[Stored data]
=== Section Start ===

PR #310, opened 2017-08-18
SEQNG-319: Use sbt-git to generate the application version

cquiroz:
With this PR I propose that we use [sbt-git](https://github.com/sbt/sbt-git) to generate the version number. This is based on tags and what is provided by [git-describe](https://git-scm.com/docs/git-describe)

The benefit is that our public version will always match what software version on github as we often forget to update the version number or even release uncommited changes. The UI gets the actual version number too

screenshot 2017-08-18 08 29 12

### DIFF
--- a/build.sbt
+++ b/build.sbt
@@ -25,6 +25,20 @@ parallelExecution in (ThisBuild, Test) := false
 
 cancelable in Global := true
 
+// Settings to use git to define the version of the project
+enablePlugins(GitVersioning)
+
+git.useGitDescribe := true
+
+git.formattedShaVersion := git.gitHeadCommit.value map { sha => s"v$sha" }
+
+git.uncommittedSignifier in ThisBuild := Some("UNCOMMITTED")
+
+enablePlugins(GitBranchPrompt)
+
+//////////////
+// Projects
+//////////////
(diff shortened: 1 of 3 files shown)


swalker2m:
Every semester there are tweaks to the program model, and of course the clients often are incompatible with previous versions of the model.  For that reason we've always included the corresponding semester in the version number.  (Though maybe not for the seqexec, I'm not sure.)

I think we'd like to get away from having giant releases aligned with semester, but nevertheless it is on semester boundaries that filters are added or removed, etc.  It seems like some way to indicate the semester that the release corresponds to is still useful?

cquiroz:
sbt-git allows you to customize the version or use tags so the semester could be put in there. My main aim with this change is to make sure that we don't use the same version when we are in between tags, like it is often happening in between releases

swalker2m:
Thinking about it a bit, given that we're using webapps and the user has no choice about which version to use, there's no danger that they will try to use the wrong version.  Maybe semester isn't so important anymore.  As you pointed out, we should probably try to capture the times when filters, etc. are valid in the model.

cquiroz:
One thing to consider is when we have multiple projects we may need to have multiple versions for each. That should be doable with `sbt-git` but would still require some changes

PR #315, opened 2017-08-24
Automate header creation on compile

cquiroz:
This change to the build will add the header to files without it on compile


jdnavarro:
Which header is this?

cquiroz:
The one at the top of each file with the copyright. This change will add it automatically to files without it, like it is done on the gem project

PR #316, opened 2017-08-28
SEQNG-323: Add a UI element to display log messages

cquiroz:
This PR supports displaying the last N log messages on the UI. Note that the current control is a simple text area, that will be improved in future updates, this PR is about enabling the basic functionality

Another issue is that some of the messages are more relevant to the server than the client, we should improve this in future PRs as well.

screenshot 2017-08-28 11 35 00


modules/edu.gemini.seqexec.web/edu.gemini.seqexec.web.shared/src/main/scala/edu/gemini/seqexec/web/common/FixedLengthBuffer.scala
```diff
@@ -0,0 +1,69 @@
+// Copyright (c) 2016-2017 Association of Universities for Research in Astronomy, Inc. (AURA)
+// For license information see LICENSE or https://opensource.org/licenses/BSD-3-Clause
+
+package edu.gemini.web.common
+
+import scalaz.{Show, Equal, Functor}
+import scalaz.syntax.std.boolean._
+
+object FixedLengthBuffer {
+  private final case class FixedLengthBufferImpl[A](maxLength: Int, data: Vector[A]) extends FixedLengthBuffer[A] {
```
jdnavarro: I've seen this pattern `...Impl` a lot in Scala, but I'm still not sure what's for? Is it to hide the default constructors and create your own custom *smart* constructors?

modules/edu.gemini.seqexec.web/edu.gemini.seqexec.web.shared/src/main/scala/edu/gemini/seqexec/web/common/FixedLengthBuffer.scala
```diff
@@ -0,0 +1,69 @@
...
+    // Sanity check
+    require(maxLength >= data.length)
+    require(maxLength >= 0)
+
+    def append(element: A): FixedLengthBuffer[A] = {
+      if (data.length == maxLength && data.length >= 0) {
+        FixedLengthBufferImpl[A](maxLength, data.tail :+ element)
```
jdnavarro: So this means when maximum buffer length is reached the first messages are deleted, right? Nice 👍

cquiroz: Yes we keep only N elements to avoid killing the memory on the client

modules/edu.gemini.seqexec.web/edu.gemini.seqexec.web.shared/src/main/scala/edu/gemini/seqexec/web/common/FixedLengthBuffer.scala
cquiroz: exactly. since the `Impl` class is private you cannot see so you have to go through the `apply` or `unsafe...` constructors. For this particular class it means we can restrict the `maxLength` to only positive values

Now that you mention it, there is a slightly cleaner technique with `abstract class`. i'll try that before merging

PR #321, opened 2017-09-04
SEQNG-355: Focus lost when running a sequence

cquiroz:
This PR fixes a bug that takes the focus away on the observer text field when a sequence is running. Every time a step completes the text field would be re-rendered and the focus lost.

This PR fixes this by making the lenses more specific. I also did a relatively large refactoring to the circuit and handler class which are starting to be too large


cquiroz:
The build passes now. I couldn't reproduce the error locally nor on the remote server

modules/edu.gemini.seqexec.web/edu.gemini.seqexec.web.client/src/main/scala/edu/gemini/seqexec/web/client/components/sequence/SequenceArea.scala
```diff
@@ -55,36 +55,35 @@ object SequenceStepsTableContainer {
...
-  final case class Props(site: SeqexecSite, p: ModelProxy[InstrumentStatusFocus]) {
+  final case class Props(site: SeqexecSite, p: ModelProxy[InstrumentTabContentFocus]) {
     protected[sequence] val connect = SeqexecCircuit.connect(SeqexecCircuit.statusAndStepReader(p().instrument))
   }
 
   private val component = ScalaComponent.builder[Props]("SequenceTabContent")
     .stateless
     .render_P { p =>
-      val InstrumentStatusFocus(instrument, active, id, _) = p.p()
+      val InstrumentTabContentFocus(instrument, active, sequenceSelected) = p.p()
```
cquiroz: This is the actual fix for the bug. The last unused param on `InstrumentStatusFocus` is not used but it can change triggering a re-render

PR #322, opened 2017-09-05
SEQNG-359: ODB doesn't send engineering parameters for FLAMINGOS-2 observations

cquiroz:
This PR brings the new ocs library versions done by @swalker2m to fix this on the seqexec client library

### DIFF
--- a/modules/edu.gemini.seqexec.server/src/main/scala/edu/gemini/seqexec/server/ODBProxy.scala
+++ b/modules/edu.gemini.seqexec.server/src/main/scala/edu/gemini/seqexec/server/ODBProxy.scala
@@ -31,7 +31,7 @@ class ODBProxy(val loc: Peer, cmds: ODBProxy.OdbCommands) {
 
   def host(): Peer = loc
   def read(oid: SPObservationID): SeqexecFailure \/ ConfigSequence =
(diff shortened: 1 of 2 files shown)


modules/edu.gemini.seqexec.server/src/main/scala/edu/gemini/seqexec/server/ODBProxy.scala
```diff
@@ -31,7 +31,7 @@ class ODBProxy(val loc: Peer, cmds: ODBProxy.OdbCommands) {
 
   def host(): Peer = loc
   def read(oid: SPObservationID): SeqexecFailure \/ ConfigSequence =
-    SeqExecService.client(loc).sequence(oid).leftMap(SeqexecFailure.ODBSeqError)
+    SeqExecService.client(loc).sequence(oid).map(_.config).leftMap(SeqexecFailure.ODBSeqError)
```
swalker2m: Is this change part of it?

cquiroz: Yes, I changed the return type of `sequence` from `ConfigSequence` to `SeqexecSequence` which contains more data including the sequence name and the already executed file ids. Those will be used in a future PR but this config sequence needs to be extracted here in any case

PR #323, opened 2017-09-05
SEQNG-312: Display file id of already executed steps

cquiroz:
Thanks to #322 we are extracting more information about a sequence from the ODB. In this PR we use this to obtain the title of the sequence (thus avoiding an extra call to the odb browser) and we also read the file names of previously executed steps

Thus we can display de file id of previous executions when loading a sequence like

screenshot 2017-09-05 15 43 03

### DIFF
--- a/build.sbt
+++ b/build.sbt
@@ -189,7 +189,7 @@ lazy val edu_gemini_seqexec_server = project
           Knobs,
           OpenCSV,
           Log4s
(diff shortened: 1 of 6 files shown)


swalker2m:
Hmm, steps 2 - 5 all have the same filename?

cquiroz:
Yes, i was surprised too but it has a good explanation. I often test these running a step and then restarting the server which as a result resets the file counter
We simulate the DHS in development with a simple counter

PR #327, opened 2017-09-12
SEQNG-122: Get fileId in the engine state as soon as the observation starts

cquiroz:
This PR is to request comments as this is not properly working right now

The idea on this PR is to change the engine to read the file id at the beginning of the observation, and then send an extra event to the client at the start of the observation


cquiroz:
I found the bug and this is ready for review. Here i'm attaching a screenshot

screenshot 2017-09-12 14 16 21

PR #328, opened 2017-09-13
Implemented command to cancel a pause request

jluhrs:
I also added some tests, and fixed some bugs that the same tests uncovered.

### DIFF
--- a/modules/edu.gemini.seqexec.engine/src/main/scala/edu/gemini/seqexec/engine/package.scala
+++ b/modules/edu.gemini.seqexec.engine/src/main/scala/edu/gemini/seqexec/engine/package.scala
@@ -90,34 +90,21 @@ package object engine {
 
   /**
     * Changes the `Status` and returns the new `Queue.State`.
-    *
-    * It also takes care of initiating the execution when transitioning to
-    * `Running` `Status`.
     */
   def switch(id: Sequence.Id)(st: SequenceState): HandleP[Unit] =
-    resources.flatMap(
-      other => getS(id).flatMap {
-        case Some(seq) =>
-          if (st === SequenceState.Running)
-            // No resources being used by other running sequences
-            if (seq.toSequence.resources.intersect(other).isEmpty)
-              putS(id)(Sequence.State.status.set(seq, st))
-            // Some resources are being used
-            else send(busy(id))
-          else putS(id)(Sequence.State.status.set(seq, st))
-        case None => unit
-      }
-    )
+    modifyS(id)(s => Sequence.State.status.set(s, st))
 
   def start(id: Sequence.Id): HandleP[Unit] =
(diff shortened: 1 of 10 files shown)


modules/edu.gemini.seqexec.engine/src/main/scala/edu/gemini/seqexec/engine/package.scala
```diff
@@ -90,25 +90,29 @@ package object engine {
 
   /**
     * Changes the `Status` and returns the new `Queue.State`.
-    *
-    * It also takes care of initiating the execution when transitioning to
-    * `Running` `Status`.
     */
   def switch(id: Sequence.Id)(st: SequenceState): HandleP[Unit] =
```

=== Section End ===

__What the task requires__
If a line of the entries holds the word "package", copy it out.

__Task answer__
+package edu.gemini.web.common
--- a/modules/edu.gemini.seqexec.engine/src/main/scala/edu/gemini/seqexec/engine/package.scala
+++ b/modules/edu.gemini.seqexec.engine/src/main/scala/edu/gemini/seqexec/engine/package.scala
@@ -90,34 +90,21 @@ package object engine {
modules/edu.gemini.seqexec.engine/src/main/scala/edu/gemini/seqexec/engine/package.scala
@@ -90,25 +90,29 @@ package object engine {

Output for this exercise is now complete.